SUPREME COURT UPHOLDS EMPLOYMENT EQUITY AND MANDATES LABOR REGULARIZATION FOR PERENNIAL WORKERS
Introduction:
An industrial dispute involves disagreements between an employer and workers concerning the terms and conditions of employment, including issues related to contract labour. The Industrial Disputes Act 1947 specifies procedures for referring disputes to appropriate authorities and also resolving disputes through methods such as conciliation. In the present case, the matter pertains to the regularization of certain workmen, considering the perennial and permanent nature of their work, similar to other workmen undertaking the such kind of work.

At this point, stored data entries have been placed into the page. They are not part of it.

PR #1388, opened 2025-11-08
Fixes crimson curse silver weakness

UntoldTactics:
## About The Pull Request
Adds the silver weakness trait to stray vampires (crimson curse vampires)
Maintainer also added the trait to damned vice. Yippeee.

## Testing Evidence
image

## Why It's Good For The Game
During the silver rework, crimson curse vampires were missed when the silver weakness trait was added to everything it was intended to effect, including every vampire except stray vampires (crimson curse vampires)


coffeecoffeecoffee:
This probably should've just been the case for the original crimson curse PR and I think I voiced this thought. Not only is it a balance issue, it's also just cool and having crimson curse characters have to avoid silver and be able to be found out is just neat.

Ephemeralis:
I've co-opted your PR to add TRAIT_SILVER_WEAK to the Damned vice also, since it apparently needs it.

PR #1389, opened 2025-11-08
Fix global wound regeneration

Ephemeralis:
## About The Pull Request

[This comment covers this best.](https://github.com/Scarlet-Reach/Scarlet-Reach/pull/1386#issuecomment-3506601603)

TLDR: simple mob wound regeneration was applying to everyone when it shouldn't have (including human mobs). Wounds should be significantly more dangerous now over long periods of time.

## Testing Evidence

image

## Why It's Good For The Game

People probably shouldn't be regenerating like Psydonites all the time by default.

### DIFF
--- a/code/modules/mob/living/life.dm
+++ b/code/modules/mob/living/life.dm
@@ -36,12 +36,12 @@
 		handle_blood()
 		//passively heal even wounds with no passive healing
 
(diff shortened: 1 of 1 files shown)


benj8560:
believe it was also pointed out are bleed rates where balanced around this behavior unknowingly and likely also need to be adjusted with this PR. Regardless based PR. No more magically recovering from broken bones. Likely just as simple as checking what number AP uses without this issue and going from there.

PR #1393, opened 2025-11-09
removes the knockdown/stun ability from churn undead

zeratino:
## About The Pull Request
see title

## Testing Evidence
508772464-419a08e9-ba80-4e1d-96fb-239544002378

## Why It's Good For The Game
let's not give necrans a one-button press that instantly stuns and knocks down every deadite on screen


chemistrymain3:
it isn’t supposed to be doing this to skeletons but does so anyway for some reason

zeratino:
> "Lets not have the class type expressly existing to deal with undead, be capable of dealing with the undead."
> 
> 
> 
> I could understand *changing this to be effective in a different way*, because I can see screenwide-knockdown on 10 people being a problem, but just outright gutting the spell like this? What is even the point of having this spell exist now?

You see, it already blinds the undead and gives them a noticeable stat debuff when all of their stats are 10, making them 8

Which is fine, but the knockdown and stun is applied ontop of this

Which is not fine, so that's what im removing

Fatherless1Xx:
> "Lets not have the class type expressly existing to deal with undead, be capable of dealing with the undead."
> 
> I could understand _changing this to be effective in a different way_, because I can see screenwide-knockdown on 10 people being a problem, but just outright gutting the spell like this? What is even the point of having this spell exist now?

This ontop of Necra's vow, Necrans definitely have enough tools to handle the undead without a free stun.

TheEternalFlame:
I think removing the stun is fine, I don't think it should lose the knockdown though

PR #1571, opened 2025-11-26
Horn Color + Wings to Magic Mirror, Pretties Up Menu

ophaq:
## About The Pull Request
See title. Works fine, but I suggest to TM it to be on the safe side.

## Testing Evidence
Wingscolor
Horncolor
MirrorMenu

## Why It's Good For The Game
We had no horn color option in the menu. It bugged me I couldn't change them to do a gimmick, so I added them. Also, no wings? Well, now I can have nonfunctional wings for my aesthetic and RP too. Plus, you can change their color!

More options to customize with the mirror = good.

I took the liberty of alphabetically organizing the menu and making it look nicer with capitalization, too. It's probably not 100% alphabetically organized according to alphabetical rules but it looks nice regardless and I'm not scrutinizing it. I also renamed some bits for clarification, so dying hair and gradients is less confusing.

### DIFF
--- a/code/modules/spells/spell_types/wizard/utility/mirror_transform.dm
+++ b/code/modules/spells/spell_types/wizard/utility/mirror_transform.dm
@@ -45,7 +45,7 @@
 	if (!H)
 		return
 	var/should_update = FALSE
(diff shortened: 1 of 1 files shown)


ophaq:
> Unsure if its still a thing but I had issues before with sprite stacking when changing ears as a half kin

The way the code is, it's kinda wacky. This doesn't really touch that and I'm not sure how to fix that incident.

ophaq:
> Changing ears to anything then none removes he organ completely, without the ability to get human ears back(not 100% on if this was fixed or not)

That's funny. I guess don't do that. I don't know a fix for that but it would have to be another PR. Try putting it up as a post on the discord and maybe someone will fix it if you can confirm it's still around.

PR #1572, opened 2025-11-27
best effort attempt to make the clinic better and restore the execution platform.

chaoko99:
## About The Pull Request
I remapped the bottom floor to be a sort of rec room instead of the shitty alchemy basement with a genuinely impossible to use surgical room, did my absolute best to squeeze it upstairs. 

Moved the alchemy basement upstairs into an above ground level greenhouse with a cute skylight that lets them see who's stuck in the lobby (I also removed the public recovery beds because I hate you ❤️)  
I also mapped in some lockable doors so people don't fucking sack the place when you open the shutters.
I also gave another bottle of revival juice and some more body bags. 

I squished the top floor a little to make space for the aesthetic change but i can totally just undo that if it sucks.

Restored the execution platform because i notice lately that people just cut heads off in public, which gives a bad moodie, instead of doing it on the guillotine, which gives a good one. 

also moved a little bit of the hedge maze because i wanted to keep that little loitering nook that replaced the execution platform.

## Testing Evidence
mapjak

image
image
image
image

## Why It's Good For The Game

images
Makes the act of being a doctor perhaps suck a little less.

Perhaps.

### DIFF
--- a/_maps/map_files/dun_world/dun_world.dmm
+++ b/_maps/map_files/dun_world/dun_world.dmm
@@ -2267,6 +2267,13 @@
 /obj/structure/stairs,
 /turf/open/floor/rogue/dirt/road,
 /area/rogue/outdoors/rtfield)
+"aDl" = (
+/obj/structure/roguewindow,
+/obj/structure/bars/passage/shutter{
+	redstone_id = "surgery2"
+	},
+/turf/open/floor/rogue/concrete,
+/area/rogue/indoors/town/physician)
 "aDm" = (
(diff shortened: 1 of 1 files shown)


chaoko99:
it's going to sit for a while sadly I have an ear infection and am in a lot of pain

chaoko99:
> I like the apothecary changes, but dislike the fact that the execution platform (big, ugly) is replacing the cute little garden noticeboard plaza (cute and soulful).
> 
> Please keep it... It's peak.

I forgot to screenshot it but it actually still exists, I just moved it to the left. It's by the hedge a
Maze gate.

PR #1581, opened 2025-11-28
Aavnic Accent Update

Kregle:
## About The Pull Request
Updates the Aavnic accent to be slightly more comprehensible... and a little more diversified as was actually intended. The cyrillic unfortunately needed to go as it was causing issues with exclamations and the like.

## Testing Evidence
It compiles and the like 👍 

## Why It's Good For The Game
The Aavnic accent isn't getting chosen atm- I believe this is because it's simply a bit fucky atm. There were some issues that I didn't foresee with some replacements just being a pain in the cunt to manage. This should make things more sovfvl and less annoying.

### DIFF
--- a/strings/russian_replacement.json
+++ b/strings/russian_replacement.json
@@ -51,8 +51,6 @@
 		"water": "voda",
 		"wine": "vino",
 		"beer": "pivo",
-		"alchohol": "vodka",
-		"booze": "vodka",
 		"grandmother": "babushka",
 		"grandfather": "dedushka",
 		"grandma": "babushka",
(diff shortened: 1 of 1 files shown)


WhatTheFlip339:
image
unplayable

WhatTheFlip339:
personally i do not like the changes

Ephemeralis:
sure whatever we can try this since you've at least tried to make it somewhat more legible

Randumb-Phantomb:
> ## About The Pull Request
> Updates the Aavnic accent to be slightly more comprehensible... and a little more diversified as was actually intended. The cyrillic unfortunately needed to go as it was causing issues with exclamations and the like.
> 
> ## Testing Evidence
> It compiles and the like 👍
> 
> ## Why It's Good For The Game
> The Aavnic accent isn't getting chosen atm- I believe this is because it's simply a bit fucky atm. There were some issues that I didn't foresee with some replacements just being a pain in the cunt to manage. This should make things more sovfvl and less annoying.

As a user of the accent, this is terrible.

A Two Judge Bench of the Supreme Court comprising of Justice Pamidighantam Sri Narasimha and Justice Sandeep Mehta passed a judgment dated 12.03.2024 in a case of Mahanadi Coal Fields Ltd. Vs. Brajrajnagar Coal Mines Workers’ Union in Civil Appeal No(s).4092-4093 of 2024, arising out of SLP(C) No(s). 6370-6371 of 2024, where the Bench concluded that considering the nature of work and continuous working, the workmen should be regularized and made permanent, entitling them to receive back wages.
Facts of the case:
i) In the present case, the Appellant-Company, Mahanadi Coalfields Ltd., a subsidiary of Coal India Ltd., released a tender for the transportation of crushed coal and a contractor was selected for the performance of the agreement from 1984 to 1994. Accordingly, 32 workmen were employed by the contractor for execution of those works. The Respondent- Union represented the workmen who were employed by the contractor and pursued their request for permanent status. The Respondent-Union relied on the clauses of National Coal Wage Agreement-IV dated 27.07.1989. The Clause mentioned that the employer shall not engage contract labour with respect to jobs which are perennial and permanent in nature and also defined that such jobs shall be executed through regular employees.
ii) The Ld. Assistant Labour Commissioner issued a Notice to the Appellant for conciliation proceedings. The dispute got settled under Rule 58 of the Industrial Disputes (Central) Rules, 1957 (Memorandum of settlement) on 05.04.1997. During the settlement, the Respondent-Union presented a list of 32 workmen employed by contractors, demanding their regularization. It was observed that 19 of these workers were engaged in operating chutes within the bunker and were considered as permanent workmen under the General Mazdoor Category-I due to the continuous nature of their work. However, the Management argued that the remaining 13 workers were engaged in casual nature of jobs, which are not prohibited under the Contract Labour Act 1970 and not eligible for regularization. The settlement was concluded only in respect of 19 workmen.
iii) As the settlement exclusively addressed the regularization of only 19 workmen and did not consider the remaining 13, the Central Government referred the matter to the Industrial Tribunal in Rourkela, Odisha, under Section 10(2A)(1)(d) of the Industrial Disputes Act, 1947 (Reference of disputes to Boards, Courts or Tribunals) on 20.05.1997.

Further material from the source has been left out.